An experimental study of negative valve overlap injection effects and their impact on combustion in a gasoline HCCI engine

This study pertains to negative valve overlap (NVO) phenomena and subsequent combustion of gasoline in a direct injection homogeneous charge compression ignition (HCCI) engine. Experiments were performed at variable valvetrain settings, which resulted in NVO crank angle (CA) values ranging from 157° to 182°. Fuel was injected directly into the cylinder in a single dose applied during the NVO period, and injection timings were varied from the early stage of exhaust compression to the later stage of exhaust expansion. During the experiments, air excess ratio values were varied from a stoichiometric mixture to lean mixtures, limited by misfires occurrence. A Fourier transform infrared analytical system and simple gas sampling method from the intake port were applied in order to analyze changes in fuel composition resulting from the reforming process during the NVO period. As a result of reforming, which took place after fuel injection during exhaust compression, up to 10.2% of fuel carbon was converted into CO carbon. Auto-ignition promoting species were also identified in considerable quantities, where fuel conversion into acetylene was 26.5 g, ethylene - 133.7 g and formaldehyde - 13.5 g per kilogram of fuel. Certain quantities of other light unsaturated hydrocarbons and methane were identified in the fuel as well.
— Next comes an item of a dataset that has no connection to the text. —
PR #1997, opened 2025-11-09
TF prefix helper for diff drive controller

kuralme:
Used new tf frame prefix helper in differential drive controller to test out & showcase the helper. This is the first part of the changes, the other controllers will come next:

Furthermore, reforming products were present in the exhaust gases, where the fractional composition of unburned hydrocarbons was correlated with the composition of reformed fuel after NVO. Also, the influence of both NVO injection timing and air excess ratio on combustion was studied. It was found that retard of fuel injection during exhaust compression advanced combustion timing, while retard of fuel injection during exhaust expansion retarded combustion due to thermal NVO effects. The examination of combustion timings at a variable air excess ratio and two injection strategies: early and late NVO injections, showed the effect of mixture strength and NVO thermochemistry on the main event. At late NVO injection, applied 20 °CA after top dead center (TDC), the combustion timing was retarded both for the stoichiometric and lean mixtures, due to the mixture strength itself, while for early NVO injection, applied 40 °CA before TDC, the thermal effects of NVO played a dominant role in combustion control. However, the presence of reforming products in the mixture increased the heat release rate.